■ **WHAT NEEDS TO BE DONE**: Check each line of the listing below for "reasons" and state how many lines contain it, with no other words.
<<<<
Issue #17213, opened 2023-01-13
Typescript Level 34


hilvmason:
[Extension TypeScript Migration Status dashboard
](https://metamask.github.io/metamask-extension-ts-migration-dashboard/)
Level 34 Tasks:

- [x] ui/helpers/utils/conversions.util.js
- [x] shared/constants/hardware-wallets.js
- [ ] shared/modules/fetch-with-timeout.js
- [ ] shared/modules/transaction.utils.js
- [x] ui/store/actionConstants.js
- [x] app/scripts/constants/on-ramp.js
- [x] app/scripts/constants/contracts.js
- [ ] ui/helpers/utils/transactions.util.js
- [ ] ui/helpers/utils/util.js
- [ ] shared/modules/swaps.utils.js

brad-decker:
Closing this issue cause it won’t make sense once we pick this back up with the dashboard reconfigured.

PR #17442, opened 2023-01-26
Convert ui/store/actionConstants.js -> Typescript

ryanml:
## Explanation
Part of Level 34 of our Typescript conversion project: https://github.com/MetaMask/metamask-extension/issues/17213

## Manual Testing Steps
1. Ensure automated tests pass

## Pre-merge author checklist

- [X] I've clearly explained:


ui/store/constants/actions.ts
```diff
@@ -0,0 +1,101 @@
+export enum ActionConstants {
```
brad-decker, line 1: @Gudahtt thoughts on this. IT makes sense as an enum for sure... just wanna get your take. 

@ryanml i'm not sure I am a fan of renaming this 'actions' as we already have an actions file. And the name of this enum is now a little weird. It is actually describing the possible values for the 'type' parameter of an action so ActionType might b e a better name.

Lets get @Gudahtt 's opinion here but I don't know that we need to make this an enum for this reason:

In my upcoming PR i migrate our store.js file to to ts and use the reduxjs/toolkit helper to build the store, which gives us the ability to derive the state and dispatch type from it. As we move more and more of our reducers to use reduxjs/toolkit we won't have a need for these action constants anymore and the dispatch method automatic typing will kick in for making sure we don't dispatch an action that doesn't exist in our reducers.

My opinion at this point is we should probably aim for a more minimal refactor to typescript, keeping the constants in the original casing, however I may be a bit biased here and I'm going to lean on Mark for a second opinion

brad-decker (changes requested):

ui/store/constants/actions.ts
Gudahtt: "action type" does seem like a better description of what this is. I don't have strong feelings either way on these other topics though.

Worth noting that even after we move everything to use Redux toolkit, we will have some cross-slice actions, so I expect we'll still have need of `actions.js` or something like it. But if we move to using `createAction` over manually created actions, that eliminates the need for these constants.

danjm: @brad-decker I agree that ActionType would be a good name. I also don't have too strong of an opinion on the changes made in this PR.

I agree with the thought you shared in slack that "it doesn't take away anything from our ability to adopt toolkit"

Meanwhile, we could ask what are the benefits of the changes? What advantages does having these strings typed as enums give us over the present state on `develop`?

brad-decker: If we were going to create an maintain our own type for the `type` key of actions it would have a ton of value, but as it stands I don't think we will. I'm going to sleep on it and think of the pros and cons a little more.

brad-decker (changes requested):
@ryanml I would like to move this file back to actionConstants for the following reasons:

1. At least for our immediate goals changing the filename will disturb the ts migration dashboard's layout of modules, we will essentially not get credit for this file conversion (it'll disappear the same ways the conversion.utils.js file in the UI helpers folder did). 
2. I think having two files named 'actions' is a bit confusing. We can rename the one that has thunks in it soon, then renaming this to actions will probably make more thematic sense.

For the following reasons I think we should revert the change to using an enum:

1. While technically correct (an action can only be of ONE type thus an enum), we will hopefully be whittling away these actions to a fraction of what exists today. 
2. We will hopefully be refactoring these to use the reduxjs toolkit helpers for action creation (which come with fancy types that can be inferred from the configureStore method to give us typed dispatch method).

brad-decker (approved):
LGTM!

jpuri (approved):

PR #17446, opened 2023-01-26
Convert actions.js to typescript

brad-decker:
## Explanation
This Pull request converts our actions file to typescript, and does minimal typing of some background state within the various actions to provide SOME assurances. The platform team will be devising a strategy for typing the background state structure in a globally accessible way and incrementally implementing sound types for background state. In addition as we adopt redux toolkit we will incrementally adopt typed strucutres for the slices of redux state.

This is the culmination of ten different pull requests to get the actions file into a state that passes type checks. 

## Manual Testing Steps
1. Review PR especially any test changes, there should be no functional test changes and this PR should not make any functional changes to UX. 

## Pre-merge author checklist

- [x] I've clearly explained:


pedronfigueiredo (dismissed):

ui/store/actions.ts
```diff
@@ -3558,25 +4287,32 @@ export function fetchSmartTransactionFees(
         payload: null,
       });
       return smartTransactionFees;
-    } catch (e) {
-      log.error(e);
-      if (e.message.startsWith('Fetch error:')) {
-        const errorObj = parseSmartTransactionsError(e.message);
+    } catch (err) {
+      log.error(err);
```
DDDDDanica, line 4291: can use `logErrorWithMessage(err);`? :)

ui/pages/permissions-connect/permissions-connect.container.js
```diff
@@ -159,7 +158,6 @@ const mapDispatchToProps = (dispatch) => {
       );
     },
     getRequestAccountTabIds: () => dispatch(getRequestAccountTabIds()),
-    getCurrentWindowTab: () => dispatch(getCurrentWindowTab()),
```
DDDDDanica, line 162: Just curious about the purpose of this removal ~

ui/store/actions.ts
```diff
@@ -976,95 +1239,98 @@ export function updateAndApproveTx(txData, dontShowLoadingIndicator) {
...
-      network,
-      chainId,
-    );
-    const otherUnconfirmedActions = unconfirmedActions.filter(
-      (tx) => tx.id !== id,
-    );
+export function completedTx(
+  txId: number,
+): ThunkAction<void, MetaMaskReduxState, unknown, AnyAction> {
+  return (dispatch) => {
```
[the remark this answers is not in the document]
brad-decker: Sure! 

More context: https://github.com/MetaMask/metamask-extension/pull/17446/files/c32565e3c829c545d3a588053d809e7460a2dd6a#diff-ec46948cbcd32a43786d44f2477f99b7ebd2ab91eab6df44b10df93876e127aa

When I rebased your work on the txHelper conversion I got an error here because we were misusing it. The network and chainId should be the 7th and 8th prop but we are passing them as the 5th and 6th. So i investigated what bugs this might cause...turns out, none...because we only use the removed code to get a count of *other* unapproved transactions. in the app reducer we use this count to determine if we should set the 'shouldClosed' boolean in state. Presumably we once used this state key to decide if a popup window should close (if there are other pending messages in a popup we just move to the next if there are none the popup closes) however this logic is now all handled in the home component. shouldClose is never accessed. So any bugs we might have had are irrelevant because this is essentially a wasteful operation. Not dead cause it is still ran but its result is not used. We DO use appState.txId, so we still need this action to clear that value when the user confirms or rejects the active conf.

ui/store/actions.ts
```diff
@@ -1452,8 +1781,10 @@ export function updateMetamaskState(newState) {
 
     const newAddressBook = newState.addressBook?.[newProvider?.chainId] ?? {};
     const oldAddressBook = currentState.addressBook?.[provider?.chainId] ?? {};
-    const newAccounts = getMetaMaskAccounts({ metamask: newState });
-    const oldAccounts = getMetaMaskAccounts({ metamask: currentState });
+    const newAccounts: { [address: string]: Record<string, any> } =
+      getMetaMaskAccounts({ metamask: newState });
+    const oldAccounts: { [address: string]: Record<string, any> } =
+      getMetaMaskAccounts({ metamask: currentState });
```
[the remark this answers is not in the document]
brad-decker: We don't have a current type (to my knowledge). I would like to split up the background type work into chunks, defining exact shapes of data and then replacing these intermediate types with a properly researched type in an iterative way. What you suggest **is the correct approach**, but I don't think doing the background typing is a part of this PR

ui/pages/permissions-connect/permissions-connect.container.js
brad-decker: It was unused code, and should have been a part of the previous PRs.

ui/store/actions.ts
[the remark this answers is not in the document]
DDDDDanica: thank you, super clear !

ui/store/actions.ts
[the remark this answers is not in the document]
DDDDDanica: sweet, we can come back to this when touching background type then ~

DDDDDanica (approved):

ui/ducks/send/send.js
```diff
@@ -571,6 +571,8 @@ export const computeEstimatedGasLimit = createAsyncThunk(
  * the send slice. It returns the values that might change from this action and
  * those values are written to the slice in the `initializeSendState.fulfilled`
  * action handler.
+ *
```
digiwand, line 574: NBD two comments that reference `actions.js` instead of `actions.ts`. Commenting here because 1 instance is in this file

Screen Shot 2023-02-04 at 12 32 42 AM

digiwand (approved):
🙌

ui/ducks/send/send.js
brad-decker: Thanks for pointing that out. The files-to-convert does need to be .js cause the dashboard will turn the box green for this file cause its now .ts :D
>>>>
<<<<
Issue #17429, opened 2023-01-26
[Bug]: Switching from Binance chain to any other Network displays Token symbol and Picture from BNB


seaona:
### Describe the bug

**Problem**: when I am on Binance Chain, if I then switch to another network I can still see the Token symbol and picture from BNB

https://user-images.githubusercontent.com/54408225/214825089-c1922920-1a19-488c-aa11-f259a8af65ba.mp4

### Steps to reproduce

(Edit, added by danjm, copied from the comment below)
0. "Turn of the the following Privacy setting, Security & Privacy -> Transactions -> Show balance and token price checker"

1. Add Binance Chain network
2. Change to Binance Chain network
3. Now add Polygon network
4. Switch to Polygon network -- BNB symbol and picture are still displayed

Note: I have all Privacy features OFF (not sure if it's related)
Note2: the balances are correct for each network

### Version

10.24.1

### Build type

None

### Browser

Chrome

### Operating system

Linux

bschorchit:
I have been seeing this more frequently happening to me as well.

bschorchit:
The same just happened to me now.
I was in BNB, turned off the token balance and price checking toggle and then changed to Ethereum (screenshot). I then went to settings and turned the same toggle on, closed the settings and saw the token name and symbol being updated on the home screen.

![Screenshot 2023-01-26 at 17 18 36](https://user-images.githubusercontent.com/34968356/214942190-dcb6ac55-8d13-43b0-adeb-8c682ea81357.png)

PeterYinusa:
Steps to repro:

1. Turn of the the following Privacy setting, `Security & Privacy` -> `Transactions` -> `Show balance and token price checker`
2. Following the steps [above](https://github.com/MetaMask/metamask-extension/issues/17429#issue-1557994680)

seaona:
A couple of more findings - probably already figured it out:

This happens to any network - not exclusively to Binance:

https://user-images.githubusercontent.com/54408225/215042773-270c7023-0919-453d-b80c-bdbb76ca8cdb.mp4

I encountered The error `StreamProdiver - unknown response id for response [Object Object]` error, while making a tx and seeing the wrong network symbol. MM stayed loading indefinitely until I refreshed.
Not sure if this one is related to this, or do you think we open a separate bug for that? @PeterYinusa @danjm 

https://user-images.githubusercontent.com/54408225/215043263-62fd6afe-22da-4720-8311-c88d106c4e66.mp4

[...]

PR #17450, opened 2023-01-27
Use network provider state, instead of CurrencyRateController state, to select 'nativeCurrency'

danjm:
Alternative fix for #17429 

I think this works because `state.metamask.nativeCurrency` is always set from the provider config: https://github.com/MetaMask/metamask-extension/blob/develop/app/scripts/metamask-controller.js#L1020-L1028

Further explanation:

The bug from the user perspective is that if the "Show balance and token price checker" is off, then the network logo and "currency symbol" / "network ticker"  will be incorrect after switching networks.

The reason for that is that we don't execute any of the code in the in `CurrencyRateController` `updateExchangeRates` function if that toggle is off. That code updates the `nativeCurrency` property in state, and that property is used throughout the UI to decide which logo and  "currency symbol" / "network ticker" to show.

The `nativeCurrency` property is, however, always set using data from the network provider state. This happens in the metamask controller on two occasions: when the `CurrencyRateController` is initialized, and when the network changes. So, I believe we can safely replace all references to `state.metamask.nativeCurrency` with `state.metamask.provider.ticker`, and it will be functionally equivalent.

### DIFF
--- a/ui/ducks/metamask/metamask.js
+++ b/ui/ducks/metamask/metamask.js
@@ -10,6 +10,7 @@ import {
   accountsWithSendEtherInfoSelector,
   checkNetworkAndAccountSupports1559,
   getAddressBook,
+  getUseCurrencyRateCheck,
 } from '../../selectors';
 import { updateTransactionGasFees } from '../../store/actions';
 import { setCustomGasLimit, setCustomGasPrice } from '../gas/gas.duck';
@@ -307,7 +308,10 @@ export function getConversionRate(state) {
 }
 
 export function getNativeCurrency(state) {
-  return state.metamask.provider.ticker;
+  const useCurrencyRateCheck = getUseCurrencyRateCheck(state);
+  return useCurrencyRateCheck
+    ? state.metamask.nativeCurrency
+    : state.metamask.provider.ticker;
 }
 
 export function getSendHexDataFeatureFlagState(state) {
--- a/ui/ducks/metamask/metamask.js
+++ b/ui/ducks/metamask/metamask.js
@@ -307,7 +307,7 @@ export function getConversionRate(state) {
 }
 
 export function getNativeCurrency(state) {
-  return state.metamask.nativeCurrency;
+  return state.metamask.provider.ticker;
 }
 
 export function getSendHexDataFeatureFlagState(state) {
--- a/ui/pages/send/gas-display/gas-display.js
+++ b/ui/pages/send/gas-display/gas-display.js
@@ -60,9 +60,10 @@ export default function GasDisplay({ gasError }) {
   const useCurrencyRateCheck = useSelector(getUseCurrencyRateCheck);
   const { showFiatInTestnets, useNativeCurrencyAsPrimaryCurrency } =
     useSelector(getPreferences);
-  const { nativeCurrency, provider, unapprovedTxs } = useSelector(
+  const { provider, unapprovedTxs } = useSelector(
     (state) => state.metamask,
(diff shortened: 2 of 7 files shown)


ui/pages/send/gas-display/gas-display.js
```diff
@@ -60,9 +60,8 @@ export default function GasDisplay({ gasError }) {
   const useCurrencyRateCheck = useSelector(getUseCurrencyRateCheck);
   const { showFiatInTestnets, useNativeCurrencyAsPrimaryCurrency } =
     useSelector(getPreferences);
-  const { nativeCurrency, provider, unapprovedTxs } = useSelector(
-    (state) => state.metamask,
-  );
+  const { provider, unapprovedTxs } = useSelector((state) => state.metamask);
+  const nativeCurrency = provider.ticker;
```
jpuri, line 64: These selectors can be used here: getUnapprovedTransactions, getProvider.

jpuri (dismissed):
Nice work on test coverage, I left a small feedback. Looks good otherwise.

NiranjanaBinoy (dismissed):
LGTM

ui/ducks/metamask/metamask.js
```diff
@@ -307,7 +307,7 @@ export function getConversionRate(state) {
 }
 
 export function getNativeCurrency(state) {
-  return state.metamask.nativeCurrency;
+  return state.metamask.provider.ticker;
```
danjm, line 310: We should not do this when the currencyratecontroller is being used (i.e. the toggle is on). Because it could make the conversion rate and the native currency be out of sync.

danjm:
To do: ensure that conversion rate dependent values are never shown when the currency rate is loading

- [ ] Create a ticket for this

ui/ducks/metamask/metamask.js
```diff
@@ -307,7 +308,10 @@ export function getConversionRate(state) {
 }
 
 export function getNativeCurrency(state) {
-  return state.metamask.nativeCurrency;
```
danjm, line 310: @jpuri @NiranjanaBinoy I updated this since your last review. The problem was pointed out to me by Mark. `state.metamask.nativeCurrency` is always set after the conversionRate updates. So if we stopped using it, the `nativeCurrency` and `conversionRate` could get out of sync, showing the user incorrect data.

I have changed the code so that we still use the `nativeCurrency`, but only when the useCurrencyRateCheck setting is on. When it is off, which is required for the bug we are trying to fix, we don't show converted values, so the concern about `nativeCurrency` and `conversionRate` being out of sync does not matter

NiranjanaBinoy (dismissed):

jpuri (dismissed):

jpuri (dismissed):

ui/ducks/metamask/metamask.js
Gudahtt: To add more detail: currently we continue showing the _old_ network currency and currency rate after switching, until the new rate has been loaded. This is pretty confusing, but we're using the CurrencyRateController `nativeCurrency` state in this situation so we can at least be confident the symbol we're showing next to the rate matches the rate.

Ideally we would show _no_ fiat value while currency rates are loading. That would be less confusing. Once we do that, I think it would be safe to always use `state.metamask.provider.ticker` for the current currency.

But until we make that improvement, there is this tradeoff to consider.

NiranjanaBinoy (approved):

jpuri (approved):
>>>>
■ **SOLUTION TO THIS EXERCISE**: 2